|Trend No. 1: Microapartments are the tiny homes of cities
Everyone knows space doesn’t come cheap in the country’s most expensive cities. (We’re looking at you, San Francisco and New York.) Hence the spread of microapartments—fully appointed living spaces encompassing a measly 250 to 365 square feet.
The apartments are tinier than tiny houses—measuring a quarter to a third the size of the median apartment in a newly completed building with five or more units in 2013, according to the U.S. Census Bureau.
More and more of these miniature dwellings are cropping up in big cities like New York, Seattle, and Los Angeles. They’re even spreading to smaller metros like Providence, RI.
What they lack in size, microapartments make up for in lower costs—usually. They typically run renters about 15% less than studio units in the same neighborhoods. But residents may wind up paying a little extra for the luxe amenities that many come with, like convertible furniture, free Wi-Fi, weekly housekeeping service, and sometimes even communal activities (whitewater rafting trips! happy hours!).
Trend No. 2: Co-living is coming to a city near you
The days of finding roommates on Craigslist and then praying for the best may be numbered. Co-living, a movement in which young professionals have their next housemates/BFFs carefully screened and live together in upscale, highly planned (would-be) harmony, is making its impact felt in major metros across the U.S.
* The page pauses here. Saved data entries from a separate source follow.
PR #460, opened 2025-01-10
Update M4AGO scheme to version v1.1.1 (equivalent to dev-1.1.1)

jmaerz:
Hi @TomasTorsvik and @JorgSchwinger , with this PR, the M4AGO scheme tag is updated to an improved, updated M4AGO scheme version. For the updated version, see release notes: https://github.com/jmaerz/M4AGO-sinking-scheme/releases/tag/v1.1.0 and https://github.com/jmaerz/M4AGO-sinking-scheme/releases/tag/v1.1.1

Two notes:
- I have tested this only in the NorESM2.1 version thus far - I am not sure, if anything needs to be done wrt git fleximod
- I have kept the meson.build file backwards compatible to earlier M4AGO versions - not sure, if this should remain like this (it doesn't harm, but could be simplified with the updated version). 

Now steps taken to test with the NorESM development tag `noresm2_5_alpha08d` (for documenting the required steps to test branches)
```
git clone git@github.com:NorESMhub/NorESM.git
cd NorESM
git checkout noresm2_5_alpha08d
gvim .gitmodules
```
In `.gitmodules`, replaced
```
[submodule "blom"]
path = components/blom
url = https://github.com/NorESMhub/BLOM.git
fxtag = dev1.6.1.8
fxrequired = ToplevelRequired
fxDONOTUSEurl = https://github.com/NorESMhub/BLOM.git
```
by (**Note:** `new-m4ago` is just a branch, not a tag)
```
[submodule "blom"]
path = components/blom
url = https://github.com/jmaerz/BLOM.git
fxtag = new-m4ago
fxrequired = ToplevelRequired
fxDONOTUSEurl = https://github.com/NorESMhub/BLOM.git
```
Then, to update the submodules:
```
./bin/git-fleximod update --optional
```
After this call, everything should be/was in place to build and run the model as usual. For help on `git fleximod`, see also https://github.com/NorESMhub/NorESM/discussions/599 and https://github.com/ESMCI/git-fleximod.

However, currently the model version  `noresm2_5_alpha08d` fails, when running due to errors that seem not to be related to the updated scheme, but rather due to the ice mesh (see: https://github.com/NorESMhub/CMEPS/issues/28).

### DIFF
--- a/hamocc/mo_hamocc_init.F90
+++ b/hamocc/mo_hamocc_init.F90
@@ -47,7 +47,7 @@ contains
                               ocn_co2_type, use_sedbypass, use_BOXATM, use_BROMO,use_extNcycle,    &
                               use_nuopc_ndep,lTO2depremin
     use mo_param1_bgc,  only: ks,init_por2octra_mapping
-    use mo_param_bgc,   only: ini_parambgc
+    use mo_param_bgc,   only: ini_parambgc,claydens,calcdens,calcwei,opaldens,opalwei,ropal
     use mo_carbch,      only: alloc_mem_carbch,ocetra,atm,atm_co2
     use mo_biomod,      only: alloc_mem_biomod
     use mo_sedmnt,      only: alloc_mem_sedmnt,sedlay,powtra,burial,ini_sedmnt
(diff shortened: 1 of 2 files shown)


TomasTorsvik (approved):
@jmaerz - thanks, looks fine to me.
Betzy is not available, so I can't set up a NorESM2.5 build now (NorESM2.3 should be the same as NorESM2.1). Think it should be fine to merge this, and then deal with a potential problem if it should emerge with NorESM2.5. Or we could just wait a few days until betzy is availabe again.

TomasTorsvik:
I think it's fine to have the meson.buid file backwards compatible at this stage.

JorgSchwinger (approved):

jmaerz:
Hi Tomas, as summarized in the PR description, I tried a run with the most recent development tag of NorESM. To me, it seemed as if nothing else needed to be changed with respect to `git fleximod` than just the `.gitmodules` file as described (which will be required to be changed anyway, when a new tag is introduced for BLOM). Hence, I would suggest to merge the stuff into `master` by tmw noon so that you can prepare the BLOM tag 1.7, if you agree.

TomasTorsvik:
@jmaerz - Hi, I think it's fine to merge this. The bug in the `noresm2_5_alpha08d` run seems to be unrelated to this PR.

PR #463, opened 2025-01-16
Fix some namelist parameters for tnx2v1 grid

JorgSchwinger:
There were two BLOM namelist parameter that were not set differently from default for the tnx2v1 grid. This PR fixes this since the defaults did not make sense for the 2-degree grid (although it hasn't been explored if the new setting are optimal). The changes due to the new remain relatively small, but notably there is a small reduction in overall temperature biases. Diagnostics can be found here (comparison valid for physics only):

The real draw for these “Real World”-esque quarters is the communal environment, where residents pay a little extra to mix and mingle with one another at Sunday artisanal potluck dinners, weekend art workshops, or various common spaces in the building. Other perks include shorter leases (some only three or six months) as well as housekeeping services to minimize disputes.
The spaces have been opening first in hipster-filled urban areas such as Brooklyn, NY; San Francisco; and Washington, DC. But they are also moving to smaller metros like Chattanooga, TN.
“It’s a neat, innovative market response to the higher cost of renting,” Susan Wachter, a real estate and finance professor at the Wharton School at the University of Pennsylvania, told realtor.com.
Trend No. 3: The hottest tiny houses are school buses
School bus loft
It’s a loft on wheels. And just look at that view! Don’t worry about the seat belts.
The tiny-house craze isn’t exactly new. With a half-dozen or so reality TV shows and a devoted following, the trend of downsizing into just a few hundred square feet is familiar to just about everyone. But why move into a tiny house when you could live in a school bus instead?
Trend No. 4: Housing prices are out of control, so why not live in a yurt?
With rents and home prices zooming ever higher, affordable housing seems like a fantasy. That’s where yurts come in.
These circular homes, which have sheltered Mongolian nomads for thousands of years, can cost quite a bit less than more traditional homes. (A roughly 700-square-foot model with a wooden frame and vinyl walls could go for around $20,000. That doesn’t include the foundation and utilities hookups.)
That’s a prime reason why over the past few years, sales of the structures have grown by about 10% annually at the Colorado Yurt Co., Ivy Fife, the company’s marketing manager, told realtor.com.
“We’ve seen quite a few retirees buy a piece of ground and put a yurt on it and get out of debt and have a little bit more freedom,” she said.